--- Exercise instructions ---
For the listing below, print exactly the lines from the line with "viewer: reset ctrl" to the line with "level, so that", both included, and nothing beyond them.

--- Excerpted data ---

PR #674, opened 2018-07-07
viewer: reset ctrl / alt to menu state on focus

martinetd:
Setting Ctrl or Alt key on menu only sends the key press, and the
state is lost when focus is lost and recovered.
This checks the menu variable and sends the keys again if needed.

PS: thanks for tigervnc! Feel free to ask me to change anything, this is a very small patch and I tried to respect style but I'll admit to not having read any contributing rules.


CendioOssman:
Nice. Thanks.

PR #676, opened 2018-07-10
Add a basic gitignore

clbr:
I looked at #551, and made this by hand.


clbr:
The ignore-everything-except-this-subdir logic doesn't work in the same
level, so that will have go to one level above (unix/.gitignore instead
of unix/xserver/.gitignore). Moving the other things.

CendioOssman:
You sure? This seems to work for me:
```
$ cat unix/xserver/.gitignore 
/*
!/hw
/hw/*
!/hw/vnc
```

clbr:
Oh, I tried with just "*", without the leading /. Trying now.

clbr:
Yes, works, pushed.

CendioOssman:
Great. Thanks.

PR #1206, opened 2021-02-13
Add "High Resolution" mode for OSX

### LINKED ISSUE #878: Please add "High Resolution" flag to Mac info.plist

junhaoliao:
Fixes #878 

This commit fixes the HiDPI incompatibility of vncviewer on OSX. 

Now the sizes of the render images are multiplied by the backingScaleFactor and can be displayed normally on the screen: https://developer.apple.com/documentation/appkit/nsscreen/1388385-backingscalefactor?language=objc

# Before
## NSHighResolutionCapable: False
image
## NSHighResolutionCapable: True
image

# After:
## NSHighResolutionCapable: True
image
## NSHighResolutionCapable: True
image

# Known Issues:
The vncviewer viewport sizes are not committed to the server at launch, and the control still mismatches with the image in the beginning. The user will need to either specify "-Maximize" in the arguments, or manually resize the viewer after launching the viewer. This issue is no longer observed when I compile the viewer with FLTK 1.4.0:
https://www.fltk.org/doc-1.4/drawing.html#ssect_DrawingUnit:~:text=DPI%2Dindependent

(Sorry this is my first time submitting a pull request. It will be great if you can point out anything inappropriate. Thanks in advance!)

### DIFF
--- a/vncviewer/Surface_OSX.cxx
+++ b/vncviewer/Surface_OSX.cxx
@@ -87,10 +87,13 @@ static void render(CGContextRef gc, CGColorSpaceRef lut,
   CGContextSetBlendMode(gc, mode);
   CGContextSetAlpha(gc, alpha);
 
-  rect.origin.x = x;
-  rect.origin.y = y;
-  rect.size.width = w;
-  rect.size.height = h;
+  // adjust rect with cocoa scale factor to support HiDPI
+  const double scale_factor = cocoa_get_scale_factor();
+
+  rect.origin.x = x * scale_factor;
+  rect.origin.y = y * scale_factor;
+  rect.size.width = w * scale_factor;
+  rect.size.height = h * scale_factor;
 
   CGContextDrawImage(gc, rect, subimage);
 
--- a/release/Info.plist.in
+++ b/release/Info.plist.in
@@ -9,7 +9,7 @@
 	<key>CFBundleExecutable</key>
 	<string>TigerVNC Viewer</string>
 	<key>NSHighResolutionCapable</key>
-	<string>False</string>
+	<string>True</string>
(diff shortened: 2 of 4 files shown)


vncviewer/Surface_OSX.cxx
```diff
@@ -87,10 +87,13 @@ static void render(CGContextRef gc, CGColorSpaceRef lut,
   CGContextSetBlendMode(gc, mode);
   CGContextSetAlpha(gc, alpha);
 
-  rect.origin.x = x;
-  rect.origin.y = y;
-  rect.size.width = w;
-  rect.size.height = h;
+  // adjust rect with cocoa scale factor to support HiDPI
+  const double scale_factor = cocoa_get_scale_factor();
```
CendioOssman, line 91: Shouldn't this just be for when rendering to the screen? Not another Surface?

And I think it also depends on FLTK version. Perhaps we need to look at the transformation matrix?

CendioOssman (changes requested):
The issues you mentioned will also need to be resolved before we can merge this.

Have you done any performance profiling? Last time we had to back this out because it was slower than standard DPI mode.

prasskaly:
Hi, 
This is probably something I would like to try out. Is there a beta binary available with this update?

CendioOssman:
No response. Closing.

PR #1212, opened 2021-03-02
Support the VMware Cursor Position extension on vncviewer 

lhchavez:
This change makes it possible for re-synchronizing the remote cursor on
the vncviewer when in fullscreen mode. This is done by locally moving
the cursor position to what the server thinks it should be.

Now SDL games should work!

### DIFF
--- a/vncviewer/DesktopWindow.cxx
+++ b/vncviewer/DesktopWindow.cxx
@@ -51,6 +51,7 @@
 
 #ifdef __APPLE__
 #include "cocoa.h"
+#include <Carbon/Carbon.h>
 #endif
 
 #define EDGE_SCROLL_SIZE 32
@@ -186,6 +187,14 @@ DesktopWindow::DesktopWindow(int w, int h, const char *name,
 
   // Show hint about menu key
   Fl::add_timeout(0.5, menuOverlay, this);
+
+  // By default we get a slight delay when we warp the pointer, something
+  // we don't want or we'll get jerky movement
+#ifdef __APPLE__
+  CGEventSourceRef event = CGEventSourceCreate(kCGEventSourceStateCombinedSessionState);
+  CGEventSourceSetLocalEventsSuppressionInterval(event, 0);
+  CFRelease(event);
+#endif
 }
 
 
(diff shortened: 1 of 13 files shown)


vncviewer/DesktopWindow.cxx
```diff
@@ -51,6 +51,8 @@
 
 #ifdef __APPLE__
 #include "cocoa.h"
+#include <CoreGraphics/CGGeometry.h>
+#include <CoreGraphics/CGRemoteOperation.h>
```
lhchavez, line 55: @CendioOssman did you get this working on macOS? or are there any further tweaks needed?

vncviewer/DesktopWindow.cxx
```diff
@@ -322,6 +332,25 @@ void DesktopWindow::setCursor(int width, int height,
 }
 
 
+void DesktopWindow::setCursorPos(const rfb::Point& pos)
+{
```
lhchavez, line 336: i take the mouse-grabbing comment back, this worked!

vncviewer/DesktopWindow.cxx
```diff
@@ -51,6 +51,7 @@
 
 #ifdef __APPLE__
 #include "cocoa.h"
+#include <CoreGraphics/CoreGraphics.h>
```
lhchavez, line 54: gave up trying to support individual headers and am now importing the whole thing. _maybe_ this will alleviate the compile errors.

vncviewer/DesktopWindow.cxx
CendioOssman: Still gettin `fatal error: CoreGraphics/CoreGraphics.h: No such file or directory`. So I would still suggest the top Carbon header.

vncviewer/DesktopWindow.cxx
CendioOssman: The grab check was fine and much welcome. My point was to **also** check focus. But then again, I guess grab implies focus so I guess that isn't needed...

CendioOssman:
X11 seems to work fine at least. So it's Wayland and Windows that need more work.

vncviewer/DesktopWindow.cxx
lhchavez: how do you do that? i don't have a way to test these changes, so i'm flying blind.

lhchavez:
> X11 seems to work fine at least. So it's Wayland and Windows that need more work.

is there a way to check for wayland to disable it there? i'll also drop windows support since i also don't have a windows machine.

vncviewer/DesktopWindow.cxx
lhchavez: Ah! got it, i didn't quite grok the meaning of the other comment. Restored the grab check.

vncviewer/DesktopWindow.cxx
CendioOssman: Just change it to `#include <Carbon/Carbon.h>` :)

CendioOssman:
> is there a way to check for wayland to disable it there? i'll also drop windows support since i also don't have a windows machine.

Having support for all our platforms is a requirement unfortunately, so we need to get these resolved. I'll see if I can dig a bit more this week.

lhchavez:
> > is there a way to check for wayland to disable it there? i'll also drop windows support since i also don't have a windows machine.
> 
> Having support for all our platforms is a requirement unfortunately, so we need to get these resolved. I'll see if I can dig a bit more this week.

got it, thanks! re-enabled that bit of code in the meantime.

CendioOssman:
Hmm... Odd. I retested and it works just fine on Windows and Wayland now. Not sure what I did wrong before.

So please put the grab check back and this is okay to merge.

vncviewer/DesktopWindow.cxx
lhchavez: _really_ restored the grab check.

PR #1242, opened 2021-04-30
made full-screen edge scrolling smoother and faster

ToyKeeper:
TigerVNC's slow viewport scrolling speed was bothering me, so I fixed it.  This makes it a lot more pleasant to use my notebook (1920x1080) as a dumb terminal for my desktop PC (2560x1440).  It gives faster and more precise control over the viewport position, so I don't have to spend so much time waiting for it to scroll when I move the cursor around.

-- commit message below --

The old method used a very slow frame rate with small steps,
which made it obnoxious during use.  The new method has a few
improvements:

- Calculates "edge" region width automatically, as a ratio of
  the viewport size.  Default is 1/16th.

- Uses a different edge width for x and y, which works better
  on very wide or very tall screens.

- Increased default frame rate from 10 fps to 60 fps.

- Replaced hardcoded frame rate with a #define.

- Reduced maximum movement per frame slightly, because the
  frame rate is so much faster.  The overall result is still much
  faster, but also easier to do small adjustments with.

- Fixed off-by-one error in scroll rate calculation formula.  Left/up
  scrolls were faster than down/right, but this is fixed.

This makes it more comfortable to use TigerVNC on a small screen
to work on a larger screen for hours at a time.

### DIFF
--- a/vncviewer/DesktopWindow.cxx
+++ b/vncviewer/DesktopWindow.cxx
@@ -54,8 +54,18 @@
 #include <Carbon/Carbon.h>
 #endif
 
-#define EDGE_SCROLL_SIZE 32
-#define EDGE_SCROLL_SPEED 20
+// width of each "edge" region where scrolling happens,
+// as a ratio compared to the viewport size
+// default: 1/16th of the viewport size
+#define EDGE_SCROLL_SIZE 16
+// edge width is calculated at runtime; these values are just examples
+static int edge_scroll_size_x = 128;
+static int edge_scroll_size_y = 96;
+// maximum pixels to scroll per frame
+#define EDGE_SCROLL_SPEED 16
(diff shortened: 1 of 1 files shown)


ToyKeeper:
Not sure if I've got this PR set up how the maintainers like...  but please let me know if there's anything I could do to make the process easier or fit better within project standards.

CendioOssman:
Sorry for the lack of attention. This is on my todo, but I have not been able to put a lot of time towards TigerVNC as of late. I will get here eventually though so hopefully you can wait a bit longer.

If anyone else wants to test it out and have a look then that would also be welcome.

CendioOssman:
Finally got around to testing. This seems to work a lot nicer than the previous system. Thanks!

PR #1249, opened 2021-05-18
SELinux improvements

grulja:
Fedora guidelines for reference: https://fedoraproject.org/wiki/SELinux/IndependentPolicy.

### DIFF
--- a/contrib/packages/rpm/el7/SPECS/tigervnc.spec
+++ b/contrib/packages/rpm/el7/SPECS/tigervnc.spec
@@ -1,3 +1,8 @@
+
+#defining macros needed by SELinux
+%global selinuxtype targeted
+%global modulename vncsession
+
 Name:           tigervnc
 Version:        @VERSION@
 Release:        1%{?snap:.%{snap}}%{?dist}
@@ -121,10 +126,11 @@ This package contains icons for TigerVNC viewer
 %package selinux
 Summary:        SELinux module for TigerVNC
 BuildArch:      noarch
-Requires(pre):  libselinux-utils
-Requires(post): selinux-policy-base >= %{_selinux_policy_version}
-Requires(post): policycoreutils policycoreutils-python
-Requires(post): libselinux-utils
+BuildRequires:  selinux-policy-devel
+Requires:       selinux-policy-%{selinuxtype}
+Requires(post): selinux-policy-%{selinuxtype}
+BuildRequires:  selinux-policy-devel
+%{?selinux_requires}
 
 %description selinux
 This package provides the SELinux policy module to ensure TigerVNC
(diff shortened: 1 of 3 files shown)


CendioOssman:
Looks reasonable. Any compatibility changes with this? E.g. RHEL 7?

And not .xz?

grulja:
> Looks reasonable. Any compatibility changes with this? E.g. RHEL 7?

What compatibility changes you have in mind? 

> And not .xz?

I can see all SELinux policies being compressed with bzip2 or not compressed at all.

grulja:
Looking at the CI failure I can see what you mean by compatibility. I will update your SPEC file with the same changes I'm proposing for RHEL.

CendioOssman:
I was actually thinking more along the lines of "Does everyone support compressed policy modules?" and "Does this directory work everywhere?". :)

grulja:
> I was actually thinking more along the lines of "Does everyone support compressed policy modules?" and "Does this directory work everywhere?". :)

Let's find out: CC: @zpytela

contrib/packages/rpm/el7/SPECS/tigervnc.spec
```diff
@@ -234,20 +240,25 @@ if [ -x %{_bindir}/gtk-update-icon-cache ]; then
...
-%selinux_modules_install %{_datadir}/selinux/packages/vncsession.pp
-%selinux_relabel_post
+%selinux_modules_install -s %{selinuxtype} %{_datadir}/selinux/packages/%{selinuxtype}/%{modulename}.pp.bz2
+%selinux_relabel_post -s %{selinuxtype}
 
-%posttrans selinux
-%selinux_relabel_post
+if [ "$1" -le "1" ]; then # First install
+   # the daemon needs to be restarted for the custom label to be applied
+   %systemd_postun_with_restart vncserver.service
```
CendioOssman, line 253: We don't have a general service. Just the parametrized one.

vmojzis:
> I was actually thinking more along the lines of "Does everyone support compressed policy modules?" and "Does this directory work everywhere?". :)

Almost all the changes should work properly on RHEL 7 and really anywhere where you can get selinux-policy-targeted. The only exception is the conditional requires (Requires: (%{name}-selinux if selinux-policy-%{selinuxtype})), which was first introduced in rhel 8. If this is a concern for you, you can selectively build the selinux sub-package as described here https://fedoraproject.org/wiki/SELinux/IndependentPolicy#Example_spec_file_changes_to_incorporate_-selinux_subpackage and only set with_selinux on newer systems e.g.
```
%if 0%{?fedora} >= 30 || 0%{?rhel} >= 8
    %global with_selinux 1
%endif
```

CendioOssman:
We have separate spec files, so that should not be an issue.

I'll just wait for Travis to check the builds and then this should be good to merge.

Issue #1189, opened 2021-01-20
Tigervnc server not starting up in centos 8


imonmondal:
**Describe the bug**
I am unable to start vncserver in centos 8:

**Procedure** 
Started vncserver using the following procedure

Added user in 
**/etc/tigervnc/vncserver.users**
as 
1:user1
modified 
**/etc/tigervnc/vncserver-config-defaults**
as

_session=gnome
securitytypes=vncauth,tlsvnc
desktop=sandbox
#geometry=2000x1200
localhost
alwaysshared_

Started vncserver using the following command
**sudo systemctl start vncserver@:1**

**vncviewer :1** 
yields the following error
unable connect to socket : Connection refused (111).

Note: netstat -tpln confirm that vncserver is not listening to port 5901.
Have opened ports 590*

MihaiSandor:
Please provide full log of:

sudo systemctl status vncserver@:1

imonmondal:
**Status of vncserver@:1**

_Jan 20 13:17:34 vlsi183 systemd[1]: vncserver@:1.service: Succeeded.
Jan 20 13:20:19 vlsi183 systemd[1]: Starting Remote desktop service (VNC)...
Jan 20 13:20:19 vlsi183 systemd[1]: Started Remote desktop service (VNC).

--- Result of this exercise ---
viewer: reset ctrl / alt to menu state on focus

martinetd:
Setting Ctrl or Alt key on menu only sends the key press, and the
state is lost when focus is lost and recovered.
This checks the menu variable and sends the keys again if needed.

PS: thanks for tigervnc! Feel free to ask me to change anything, this is a very small patch and I tried to respect style but I'll admit to not having read any contributing rules.


CendioOssman:
Nice. Thanks.

PR #676, opened 2018-07-10
Add a basic gitignore

clbr:
I looked at #551, and made this by hand.


clbr:
The ignore-everything-except-this-subdir logic doesn't work in the same
level, so that will have go to one level above (unix/.gitignore instead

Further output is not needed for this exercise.